= Beginning of Section =

Issue #1004, opened 2024-04-18
[Feature] Support Short-Time Fourier Transforms


Rifur13:
Short-Time Fourier Transforms (STFT) and its inverse are used extensively in signal processing.

Function definition will match scipy:
https://docs.scipy.org/doc/scipy/reference/generated/scipy.signal.stft.html
https://docs.scipy.org/doc/scipy/reference/generated/scipy.signal.istft.html

Rifur13:
You can assign this to me.

awni:
Cool.. if we include this, I wonder where it would go? I'm not opposed to including it in core or a sub-package but I think there is a decision to be made there.

I see jax implemented it in a `scipy.signal` subpackage https://jax.readthedocs.io/en/latest/_autosummary/jax.scipy.signal.stft.html, and PyTorch implemented it at the top level https://pytorch.org/docs/stable/generated/torch.stft.html

Also our Whisper implementation already has an STFT in MLX you might find useful: https://github.com/ml-explore/mlx-examples/blob/main/whisper/whisper/audio.py#L104-L127

Rifur13:
I think adding them in core is best - they’re fundamental algorithms and used frequently.  A separate `signal` sub-package makes sense if you anticipate adding more functions from `scipy.signal` in he near future. (https://jax.readthedocs.io/en/latest/jax.scipy.html#module-jax.scipy.signal)

Thanks for pointing me to the Whisper implementation, I haven't seen in yet

tqtifnypmb:
One tiny issue about [`stft` of mlx-example/whisper](https://github.com/ml-explore/mlx-examples/blob/main/whisper/whisper/audio.py#L104-L127), the `noverlap` parameter does not actually represent the overlap of frames; instead, it is semantically equivalent to `hop_length` in `torch.stft`. 

I found it a little bit misleading while implementing `istft`. @awni

awni:
Is it not the same as `noverlap` in the Scipy implementation? https://docs.scipy.org/doc/scipy/reference/generated/scipy.signal.stft.html 

I think that's a good reference to follow.

Rifur13:
Still working on this CL, shouldn't be much longer.

``` t = (x.size - nperseg + noverlap) // noverlap``` does look wrong though, maybe that's where the confusion is. The denominator should be the number of steps.

tqtifnypmb:
[...]

PR #2074, opened 2025-04-13
Added Short time fourier transform and ISTFT implementations

ParamThakkar123:
## Proposed changes

This PR introduces the implementations of Short Time and Inverse Short Time Fourier Transforms in mlx as addressed in issue #1004 

## Checklist

### DIFF
--- a/python/mlx/stft.py
+++ b/python/mlx/stft.py
@@ -1,0 +1,115 @@
+import mlx.core as mx
+import numpy as np
+
+def stft(
+    x: mx.array,
+    n_fft: int = 2048,
+    hop_length: int = None,
+    win_length: int = None,
+    window: mx.array = None,
+    center: bool = True,
+    pad_mode: str = "reflect",
+    normalized: bool = False,
+    onesided: bool = True,
+    return_complex: bool = True,
+) -> mx.array:
+
+    if hop_length is None:
+        hop_length = n_fft // 4
+        
+    if win_length is None:
+        win_length = n_fft
+        
+    if window is None:
+        window = mx.ones(win_length)
+
+    if win_length < n_fft:
+        pad_left = (n_fft - win_length) // 2
+        pad_right = n_fft - win_length - pad_left
+        window = mx.pad(window, [(pad_left, pad_right)])
+
+    if center:
+        pad_width = n_fft // 2
+        x = mx.pad(x, [(pad_width, pad_width)], mode=pad_mode)
+
+    n_frames = 1 + (x.shape[0] - n_fft) // hop_length
+
+    frames = mx.stack([
+        x[i * hop_length : i * hop_length + n_fft] * window
+        for i in range(n_frames)
+    ])
+
+    stft = mx.fft.fft(frames, n=n_fft, axis=-1)
+    
+    if normalized:
+        stft = stft / mx.sqrt(n_fft)
+        
+    if onesided:
+        stft = stft[..., :n_fft//2 + 1]
+        
+    if not return_complex:
+        stft = mx.stack([stft.real, stft.imag], axis=-1)
+        
+    return stft
+
+def istft(
+    stft_matrix: mx.array,
+    hop_length: int = None,
+    win_length: int = None,
+    window: mx.array = None,
+    center: bool = True,
+    length: int = None,
+    normalized: bool = False,
+    onesided: bool = True,
+) -> mx.array:
+    if hop_length is None:
+        hop_length = stft_matrix.shape[-2] // 4
+        
+    if win_length is None:
+        win_length = stft_matrix.shape[-2]
+        
+    if window is None:
+        window = mx.ones(win_length)
+        
+    if win_length < stft_matrix.shape[-2]:
+        pad_left = (stft_matrix.shape[-2] - win_length) // 2
+        pad_right = stft_matrix.shape[-2] - win_length - pad_left
+        window = mx.pad(window, [(pad_left, pad_right)])
+        
+    if stft_matrix.shape[-1] == 2:
+        stft_matrix = stft_matrix[..., 0] + 1j * stft_matrix[..., 1]
+        
+    if onesided:
+        n_fft = 2 * (stft_matrix.shape[-1] - 1)
+        full_stft = mx.zeros((*stft_matrix.shape[:-1], n_fft), dtype=stft_matrix.dtype)
+        full_stft[..., :stft_matrix.shape[-1]] = stft_matrix
+        full_stft[..., stft_matrix.shape[-1]:] = mx.conj(stft_matrix[..., -2:0:-1])
+        stft_matrix = full_stft
+        
+    frames = mx.fft.ifft(stft_matrix, n=stft_matrix.shape[-1], axis=-1)
+    
+    if normalized:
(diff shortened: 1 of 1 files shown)


ParamThakkar123:
I referred librosa's documentation on stft to write my implementation: 
https://librosa.org/doc/main/generated/librosa.stft.html

python/mlx/stft.py
```diff
@@ -0,0 +1,116 @@
+import mlx.core as mx
+import numpy as np
```
angeloskath, line 2: Numpy is not used anywhere.

angeloskath (commented):
This looks well done from a first pass.

The main question to answer is whether this should be in the main mlx vs on a per library/use case implementation. I also think this shouldn't be in the top level of the package. We should come up with a better location if we are to merge this (I don't have a very good suggestion atm).

Regarding the PR content, I would definitely add docstrings and tests for the two functions.

ParamThakkar123:
@angeloskath would adding to the code to the utils.py be a better option ?

ParamThakkar123:
> One option is to go the route of cloning scipy in MXL kind of like Jax (e.g. put this in a new package `mlx.scipy.signal`). It's a big package so I'm not really sure that's a good idea.
> 
> Another option is to put this in `mlx.core.fft`, but that would require a C++ implementation instead of a Python one (which may actually be handy to be honest because then we get it in all the APIs with simple bindings).

Okay, I would implement a C++ version of this and add it to mlx.core.fft

ParamThakkar123:
@awni should I create a separate namespace for this ??

ParamThakkar123:
in fft.cpp

ParamThakkar123:
@awni @angeloskath I have added a C++ implementation of stft in mlx.core.fft i.e. fft.cpp file. Can you please review it ??

awni:
The next step is to remove the Python one and make a binding in python/src/fft.cp

ParamThakkar123:
@awni I have added bindings and also removed the python implementation

mlx/fft.cpp
```diff
@@ -190,3 +192,133 @@ array irfftn(const array& a, StreamOrDevice s /* = {} */) {
 }
 
 } // namespace mlx::core::fft
+
+namespace mlx::core::stft {
```
awni, line 196: We don't need a new namespace for this. Just put in the `fft` namespace.

mlx/fft.cpp
```diff
@@ -190,3 +192,133 @@ array irfftn(const array& a, StreamOrDevice s /* = {} */) {
...
+
+  array win = (window.size() == 0) ? ones({win_length}, float32, s) : window;
+
+  if (win_length < n_fft) {
+    int pad_left = (n_fft - win_length) / 2;
+    int pad_right = n_fft - win_length - pad_left;
+
+    array left_pad = zeros({pad_left}, float32, s);
+    array right_pad = zeros({pad_right}, float32, s);
+    win = concatenate({left_pad, win, right_pad}, 0, s);
```
awni, line 222: Use `mx::pad`

mlx/fft.cpp
```diff
@@ -190,3 +192,133 @@ array irfftn(const array& a, StreamOrDevice s /* = {} */) {
...
+  }
+
+  array padded_x = x;
+  if (center) {
+    int pad_width = n_fft / 2;
+
+    array left_pad = zeros({pad_width}, x.dtype(), s);
+    array right_pad = zeros({pad_width}, x.dtype(), s);
+    padded_x = concatenate({left_pad, padded_x, right_pad}, 0, s);
```
awni, line 231: Use `mx::pad`

mlx/fft.cpp
```diff
@@ -190,3 +192,133 @@ array irfftn(const array& a, StreamOrDevice s /* = {} */) {
...
+  }
+
+  int n_frames = 1 + (padded_x.shape(0) - n_fft) / hop_length;
+
+  std::vector<array> frames;
+  for (int i = 0; i < n_frames; ++i) {
+    array frame =
+        slice(padded_x, {i * hop_length}, {i * hop_length + n_fft}, s);
+    frames.push_back(multiply(frame, win, s));
+  }
```
awni, line 241: Use `as_strided` and a regular multiplication.

mlx/fft.cpp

= End of Section =

- **Your objective**
Once the line with "I referred librosa's" is found in the records above, print exactly that line and every line after it through the line with "better option ?".

- **Solution**
I referred librosa's documentation on stft to write my implementation: 
https://librosa.org/doc/main/generated/librosa.stft.html

python/mlx/stft.py
```diff
@@ -0,0 +1,116 @@
+import mlx.core as mx
+import numpy as np
```
angeloskath, line 2: Numpy is not used anywhere.

angeloskath (commented):
This looks well done from a first pass.

The main question to answer is whether this should be in the main mlx vs on a per library/use case implementation. I also think this shouldn't be in the top level of the package. We should come up with a better location if we are to merge this (I don't have a very good suggestion atm).

Regarding the PR content, I would definitely add docstrings and tests for the two functions.

ParamThakkar123:
@angeloskath would adding to the code to the utils.py be a better option ?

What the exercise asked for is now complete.